Search code examples
javams-accessjdbcucanaccessjackcess

UCanAccess seems unable to read OLE Object column using getBytes()


I have a quite large .mdb access database I want to convert to SQLite3 to use it under Linux.

I am unable to transfer any of the BLOBs (mostly containing images) I have. Here is a sample test program:

import java.io.FileNotFoundException;
import java.io.FileOutputStream;
import java.io.IOException;
import java.sql.Connection;
import java.sql.DriverManager;
import java.sql.PreparedStatement;
import java.sql.ResultSet;
import java.sql.SQLException;

public class prova {
        public static void main(String[] args) {
                String url = "jdbc:ucanaccess://data/BookDB-201810.mdb";
                try {
                        Connection c = DriverManager.getConnection(url);
                        PreparedStatement ps;
                        ResultSet rs;
                        String q = "SELECT * FROM PersonImage";
                        ps = c.prepareStatement(q);
                        rs = ps.executeQuery();
                        while (rs.next()) {
                                byte[] i = rs.getBytes("Image");
                                String fn = String.format("data/img/i%05d.%d.jpg", rs.getInt("PersonId"), rs.getInt("Index"));
                                try (FileOutputStream fos = new FileOutputStream(fn)) {
                                        fos.write(i);
                                } catch (FileNotFoundException e) {
                                        e.printStackTrace();
                                } catch (IOException e) {
                                        e.printStackTrace();
                                }
                        }
                } catch (SQLException e) {
                        e.printStackTrace();
                }
        }
}

Program runs without errors, but the produced files are "strange" (surely not images):

$ ls -l i00072.1.jpg 
-rw-r--r-- 1 mcon mcon 369 Nov 23 11:38 i00072.1.jpg
$ file i00072.1.jpg 
i00072.1.jpg: Java serialization data, version 5

Looking int them I find this:

....sr..net.ucanaccess.jdbc.BlobKey...........L.
columnNamet..Ljava/lang/String;L..keyt..Ljava/util/HashMap;L.   tableNameq.~..xpt..Imagesr..java.util.HashMap......`....F.
loadFactorI.    [email protected].⠤...8...I..valuexr..java.lang.Number...........xp...
Ht..Indexsr..java.lang.ShorthM7.4`.R...S..valuexq.~.  ..xt..PersonImage

What am I doing wrong?

Update: Since my aim is to convert a book database (maintained on the net as .mdb using the obsolete program BookCAT for historical reasons) I found AccessConverter which seems to fit the bill; unfortunately there are essentially two problems with that:

  • In my database some columns are named "Index", which is a reserved word for SQLite (and others, but apparently not for MS-Access); this is trivially fixed inserting a filter "Index" -> "Idx".
  • There is a translation switch (type) { case xxx: ... to convert the various MS-Access types to more conventional SQLite3 types; breakpointing on the default: label I discovered (as @ErikvonAsmuth correctly guessed) there are unhandled OLE types. I have no idea about how to handle those.

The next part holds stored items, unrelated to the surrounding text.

PR #2731, opened 2021-02-11
Change RoboticWorkforce test to include preludes, corporation cards, and cards with wild tags.

kberg:


kberg:
nb: without pulling from head, this is the result:

```
  1 failing

  1) RoboticWorkforce
       Has all building cards set up:

      Research Network is missing in builderCardsNames
      + expected - actual

      -false
      +true
```

bafolts (approved):

PR #2733, opened 2021-02-12
Spectator mode

vsrisuknimit:
Beginning of spectator mode. I have no idea what I am doing especially with the server side. I will need help with that.

I can work on the front end for what spectator mode should see.

### DIFF
--- a/src/Game.ts
+++ b/src/Game.ts
@@ -236,8 +236,8 @@ export class Game implements ISerializable<SerializedGame> {
     firstPlayer: Player,
     gameOptions: GameOptions = {...DEFAULT_GAME_OPTIONS},
     seed: number = 0,
-    spectatorId: SpectatorId
-    ): Game {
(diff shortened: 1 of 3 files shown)


vsrisuknimit:
What I imagine:
1) Upon game creation generate spectatorId. A random string like gameId and playerId.
2) You can enter `https://terraforming-mars.herokuapp.com/spectator?id=47367f402d54` to watch a game.
3) As a spectator, you have access to the game board, turmoil, colonies, log, and played cards. Spectator cannot see cards in hand of anyone or take any action.
4) Spectator when click show played cards, don't show the cards above the overview table but always show below.

Perhaps also have super spectator mode that can see players' hands too.

kevinb9n:
> Perhaps also have super spectator mode that can see players' hands too.

+1, long term, each player could see two copyable links at the bottom of their page: the normal spectation link, and a let-them-see-my-cards-too link.

Issue #2689, opened 2021-02-06
Is Aerospace Mission's test flaky?


kberg:
I had a test failure today, 

```
  1) AerospaceMission
       Should play:
     TypeError: Cannot read property 'cb' of undefined
      at Context.<anonymous> (build\tests\cards\community\AerospaceMission.spec.js:1:5009)
```

This came from https://github.com/bafolts/terraforming-mars/actions/runs/543427035 which is now hiding that result. :/

bafolts:
It is flaky! Just failed again.

https://github.com/bafolts/terraforming-mars/runs/1891687411?check_suite_focus=true

Was on the windows machine if this gets lost.

nwai90:
Will check. Likely something about test setup (e.g. if there are not 2 valid colonies to place on)

kberg:
Still flaky: https://github.com/bafolts/terraforming-mars/runs/1904365750?check_suite_focus=true

bafolts:
This is duplicate of #3165 . Answer to this question is yes, the aerospace mission's test is flaky.

PR #2735, opened 2021-02-13
Fix flaky test for AerospaceMission

nwai90:
Closes https://github.com/bafolts/terraforming-mars/issues/2689


kberg (approved):
Thanks!

bafolts:
Awesome! I spent an hour or so trying to recreate this or see what was going wrong last week when it was filed. Cool to see it get fixed.

PR #2739, opened 2021-02-13
Simplify tile placement logging message.

kberg:
image


kberg:
NOTE: for some reasons, the translation didn't catch.

image


What did I do wrong? Do translations work without adjacent spaces?

src/locales/fr/log_messages.json
```diff
@@ -28,7 +28,7 @@
     "${0}'s ${1} production increased by ${2}": "La production de ${1} de ${0} a augmenté de ${2}",
     "${0} received ${1} MC from ${2} owner (${3})": "${0} a reçu ${1} M€ de ${2} (appartenant à ${3})",
     "${0} copied ${1} production with ${2}": "${0} a copié la production de ${1} avec ${2}",
-    "${0} placed ${1} tile on row ${2} position ${3}": "${0} a placé une tuile ${1} sur la ligne ${2} position ${3}",
```
bafolts, line 31: I am not sure this translation key can be updated. The translation uses direct matching so it will look for `${0} ${1} ${2} on row ${3} position ${4}'`.

kberg: Oh, huh. Are the translations wrong?

I would not be surprised, by the way, if many of these translations were orphaned and inaccurate.

bafolts: These could very well be wrong and were never updated. If they were orphaned they will need to be updated. I will check this out.

nwai90:
Some context here: The old log message used to have format `(x, y)` and it caused some confusion due to the ambiguity. This was subsequently changed to `row x position y`  to provide more clarity for users.

kberg:
Really? Huh. Well, I won't push this any further. But, side-note -- imagine
if the coordinates were clickable and took you to a spot on the map. I
think in that case, (x, y) would be less ambiguous (but can wait for
another time.)

>

bafolts:
Separate from the message change I do think this uncovered a bug. Some of the translation keys need to be updated to use `${0} ${1} ${2}`. After that the substitutions need to be translated. Currently we only replace the values.

https://github.com/bafolts/terraforming-mars/blob/main/src/directives/i18n.ts#L10

Since it seems we changed to use this messaging format closing this issue makes sense.

PR #2741, opened 2021-02-13
Update server URL handling

kberg:
Move the massive if bracket into URL path processing.

This improves readability and comprehension, but more important it wil set up for the oauth API, where  more arbitrary query parameters might be attached to URLs. (Specifically, the root path, but why not get some clean code out of it.)

### DIFF
--- a/src/server.ts
+++ b/src/server.ts
@@ -43,8 +43,10 @@ zlib.gzip(styles, function(err, compressed) {
 
 function processRequest(req: http.IncomingMessage, res: http.ServerResponse): void {
   if (req.url !== undefined) {
+    const url = new URL(req.url, `http://${req.headers.host}`);
+
     if (req.method === 'GET') {
-      if (req.url.replace(/\?.*$/, '').startsWith('/games-overview')) {
+      if (url.pathname === '/games-overview') {
         if (!isServerIdValid(req)) {
           route.notAuthorized(req, res);
           return;
@@ -52,41 +54,42 @@ function processRequest(req: http.IncomingMessage, res: http.ServerResponse): vo
           serveApp(req, res);
         }
       } else if (
-        req.url === '/' ||
-        req.url.startsWith('/new-game') ||
-        req.url.startsWith('/solo') ||
-        req.url.startsWith('/game?id=') ||
-        req.url.startsWith('/player?id=') ||
-        req.url.startsWith('/the-end?id=') ||
-        req.url.startsWith('/load') ||
-        req.url.startsWith('/debug-ui') ||
-        req.url.startsWith('/help-iconology')
+        url.pathname === '/' ||
+        url.pathname === '/new-game' ||
+        url.pathname === '/solo' ||
+        url.pathname === '/game' ||
+        url.pathname === '/player' ||
+        url.pathname === '/the-end' ||
+        url.pathname === '/load' ||
+        url.pathname === '/debug-ui' ||
+        url.pathname === '/help-iconology'
       ) {
         serveApp(req, res);
-      } else if (req.url.startsWith('/api/player?id=')) {
+      } else if (url.pathname === '/api/player') {
         apiGetPlayer(req, res);
-      } else if (req.url.startsWith('/api/waitingfor?id=')) {
+      } else if (url.pathname === '/api/waitingfor') {
         apiGetWaitingFor(req, res);
-      } else if (req.url.startsWith('/assets/translations.json')) {
+      } else if (url.pathname === '/assets/translations.json') {
         res.setHeader('Content-Type', 'application/json');
         res.setHeader('Cache-Control', 'max-age=' + assetCacheMaxAge);
         res.write(fs.readFileSync('build/genfiles/translations.json'));
         res.end();
       } else if (
-        req.url.startsWith('/assets/') ||
-        req.url === '/styles.css' ||
-        req.url === '/favicon.ico' ||
-        req.url === '/main.js' ||
-        req.url === '/main.js.map'
+        url.pathname.startsWith('/assets/') ||
+        url.pathname === '/styles.css' ||
+        url.pathname === '/styles.css' ||
+        url.pathname === '/favicon.ico' ||
+        url.pathname === '/main.js' ||
+        url.pathname === '/main.js.map'
       ) {
         serveAsset(req, res);
-      } else if (req.url.startsWith('/api/games')) {
+      } else if (url.pathname === '/api/games') {
         apiGetGames(req, res);
-      } else if (req.url.indexOf('/api/game?id=') === 0) {
+      } else if (url.pathname === '/api/game') {
         apiGetGame(req, res);
       } else if (gameLogs.canHandle(req.url)) {
         gameLogs.handle(req, res);
-      } else if (req.url.startsWith('/api/clonablegames')) {
+      } else if (url.pathname === '/api/clonablegames') {
         getClonableGames(res);
       } else {
         route.notFound(req, res);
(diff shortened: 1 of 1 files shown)


kberg:
I've tested this with manual testing of an app, and reading the translation file, but I didn't deal with testing the API.

src/server.ts
```diff
@@ -42,63 +42,101 @@ zlib.gzip(styles, function(err, compressed) {
...
-        req.url.startsWith('/solo') ||
-        req.url.startsWith('/game?id=') ||
-        req.url.startsWith('/player?id=') ||
-        req.url.startsWith('/the-end?id=') ||
-        req.url.startsWith('/load') ||
-        req.url.startsWith('/debug-ui') ||
-        req.url.startsWith('/help-iconology')
-      ) {
+  if (req.url === undefined) {
+    route.notFound(req, res);
```
bafolts, line 46: I don't know why `req.url` would be `undefined`. Using an internal server error versus a not found may make more sense. There is a `wtf` log level in android but for our purposes we should also have a `console.warn` here. Never expect to ever hit this. This is a good thing to have up top and out of the way.

src/server.ts
```diff
@@ -42,63 +42,101 @@ zlib.gzip(styles, function(err, compressed) {
...
+    return;
+  }
+
+  const url = new URL(req.url, `http://${req.headers.host}`);
```
bafolts, line 50: For our purposes the host is not important. I would hard code `http://magichost.com` or some other made up host. This should be slightly more efficient and also show we don't depend on this value and are providing it for the `URL` as a base.

src/server.ts
```diff
@@ -42,63 +42,101 @@ zlib.gzip(styles, function(err, compressed) {
...
-        req.url === '/styles.css' ||
-        req.url === '/favicon.ico' ||
-        req.url === '/main.js' ||
-        req.url === '/main.js.map'
-      ) {
+      }
+      break;
+
+    case '/':
+    case '/new-game':
```
bafolts, line 65: This is a great change in terms of readability as well as performance. Will gain a few CPU cycles comparing the full string versus having to use `startsWith`. :+1:

src/server.ts
```diff
@@ -42,63 +42,101 @@ zlib.gzip(styles, function(err, compressed) {
...
+    case '/api/player':
+      apiGetPlayer(req, res);
+      break;
+
+    case '/api/waitingfor':
+      apiGetWaitingFor(req, res);
+      break;
+
+    // TODO(kberg): move to serveAsset.
+    case '/assets/translations.json':
```
bafolts, line 85: I am pretty sure this route is never hit by our app. It might have been hit by the app at one point before we bundled it. Can probably just remove it. @alrusdi may remember more.

src/server.ts
```diff
@@ -42,63 +42,101 @@ zlib.gzip(styles, function(err, compressed) {
...
-    ) {
+      break;
+
+    default:
+      route.notFound(req, res);
+    }
+    break;
+
+  case 'POST':
+    if (req.url.indexOf('/player/input?id=') === 0) {
```
bafolts, line 139: This should be able to use `url.pathname === '/player/input'` with the new `url` object.

src/server.ts
kberg: A counterargument: how important is this slight efficiency? Will http://magichost.com be sufficiently more clear that the disconnect between that and the definition of a URL object makes sense?

I don't mind, but if you explained a little more, I'd be grateful. If this is going to have a magic string, I'd like to add a comment that makes enough sense to assuage future maintainers.

src/server.ts
kberg: Tell you what: how about I add an additional TODO saying "Someone verify that translations are served through another bit of the code path?" or something?

src/server.ts
kberg: Good catch, thanks.

bafolts (approved):
This change is great.

Would using a `Map` make this too difficult to read? With the `switch` statement we give precedence to whatever paths we happen to check first. Now that we can switch on `url.pathname` we could have.

```ts
// create this map once initially
var getRoutes = new Map<string, (req, res) => void>();
getRoutes.set("/", serveAsset);
getRoutes.set("/solo", serveAsset);

// when request comes in check the maps
if (req.method === GET) {
   if (getRoutes.contains(url.pathname)) {
     getRoutes.get(pathname)(req, res);
   } else {
     defaultGet(req, res);   
   }
}
```

This should still be easier to read then what we have today but decrease the time to look-up a route marginally.

We should be able to add unit tests for this file. If we export `processRequest` we could test it without having to prop up the server and leverage stub `req` and `res` classes. I can prop this up and put one test in place in a separate PR.

src/server.ts
kberg: It's defined this way.

```
/**
 * Only valid for request obtained from http.Server.
 */
url?: string;
```

kberg: Also, this matches existing behavior. I just moved a notFound up top. At last, that's what I _think_ I did.

src/server.ts
kberg: Oh, right. I didn't bother since there was only one post path. Still want it?

kberg (commented):
Thanks for the feedback. I pushed back probably a little more than I should have, so feel free to roll over any of my push-backs.

src/server.ts
bafolts: My comment isn't important. Feel free to disregard. Back in the day the `require("url")` had a `parse` that didn't require providing this base. Needing to provide this base is most likely putting a lot of developers in this situation.

src/server.ts
bafolts: Since we have `url.pathname` I would use it here.

src/server.ts
bafolts: Yes. Your changes are all fine. My question of not knowing why `req.url` would be `undefined` was directed towards myself. Would have to read through `http` module to see when it would be `undefined`. For our purposes it should be defined.

src/server.ts
alrusdi: Yes, it is safe to remove it

kberg: Thanks @alrusdi.

src/server.ts
kberg: > Yes. Your changes are all fine. My question of not knowing why `req.url` would be `undefined` was directed towards myself. Would have to read through `http` module to see when it would be `undefined`. For our purposes it should be defined.

Gotcha, thanks. Resolving.

kberg:
> This change is great.
> 
> Would using a `Map` make this too difficult to read? With the `switch` statement we give precedence to whatever paths we happen to check first. Now that we can switch on `url.pathname` we could have.
> 
> ```ts
> // create this map once initially
> var getRoutes = new Map<string, (req, res) => void>();
> getRoutes.set("/", serveAsset);
> getRoutes.set("/solo", serveAsset);
> 
> // when request comes in check the maps
> if (req.method === GET) {
>    if (getRoutes.contains(url.pathname)) {
>      getRoutes.get(pathname)(req, res);
>    } else {
>      defaultGet(req, res);   
>    }
> }
> ```
> 
> This should still be easier to read then what we have today but decrease the time to look-up a route marginally.
> 
> We should be able to add unit tests for this file. If we export `processRequest` we could test it without having to prop up the server and leverage stub `req` and `res` classes. I can prop this up and put one test in place in a separate PR.

Well, I agree that a map would help. But so would a quality battle tested web server framework. :D

Also, there's a bit of a hassle in doing that with the general-purpose assets/ directory, though it's not that hard to special case, still.

I'd really love to figure out how to unit test this stuff. I think doing that requires pulling processRequest into its own thing -- a lightweight framwork would again, really help.

PR #2742, opened 2021-02-14
Add Darkside Observatory

kberg:


src/cards/moon/DarksideObservatory.ts
```diff
@@ -0,0 +1,69 @@
...
+      'Select card to add 1 Science resource OR 2 Data resources',
+      'Add resource',
+      playableCards,
+      (card) => {
+        this.addResource(card[0], player);
+        return undefined;
+      });
+  }
+
+  play() {
```
nwai90, line 66: Missing `public`?

kberg: Huh. I guess? Seems like it isn't necessary.

kberg: But, done.

nwai90 (approved):

PR #2749, opened 2021-02-14
Add Nanotech Industries.

kberg:


bafolts (approved):
Will eventually want to use static properties. If the moon expansion is very popular it will save memory.

PR #2752, opened 2021-02-14
Rework the send delegate to area action using an options dictionary.

kberg:
This is composed of two commits. Reading each separately will probably make it easier to understand.

### DIFF
--- a/src/cards/turmoil/MartianMediaCenter.ts
+++ b/src/cards/turmoil/MartianMediaCenter.ts
@@ -30,7 +30,7 @@ export class MartianMediaCenter extends Card implements IProjectCard {
             pb.megacredits(2);
           });
         }),
-        description: 'Requires that Mars First is ruling or that you have 2 delegates there.Increase your MC production 2 steps.',
+        description: 'Requires that Mars First is ruling or that you have 2 delegates there. Increase your MC production 2 steps.',
       },
     });
   }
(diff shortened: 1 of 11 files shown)


src/cards/turmoil/MartianMediaCenter.ts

In the program (BookCAT) those fields contain two kind of data:

  • images
  • formatted text

The latter is less important because there's always a duplicate "plaintext" version (it would be nice to retrieve also the formatted version, but...).

I would really like to be able to extract the images, though.

In image data there is a companion "ImageType" column invariably set to "2" which (if I'm not mistaken) means they should be .jpeg images.

What can I do to retrieve OLE data in a usable format?

Note: AccessConverter does not use ucanaccess, it uses directly the underlying com.healthmarketscience.jackcess lib instead.

Note2: it seems BookCAT is built using Delphi, if that is relevant.


Solution

  • It turns out that, in my specific case, all "OLE" fields are actually BLOBs, unrecognizable as OLE2 objects.

    In this condition jackcess returns a Enum OleBlob.ContentType.UNKNOWN Type and, in this case, it will refuse to access BLOB content (OleBlob.content.getBytes() returns null).

    In order to access stored data is necessary to use directly Column.getBytes(name) (completely bypassing OLE subsystem).

    Why, in this condition, ucanaccess returns an invalid value, instead of failure, is beyond me (probably I should file a bug report; comments welcome).

    Image data is plain jpeg-formatted file, while the "formatted text" seems some custom serialization of Delphi TRichText widget I don't know how to parse, but that is another issue.

    Using jackcess Column.getBytes(name) I was able to retrieve the data I needed.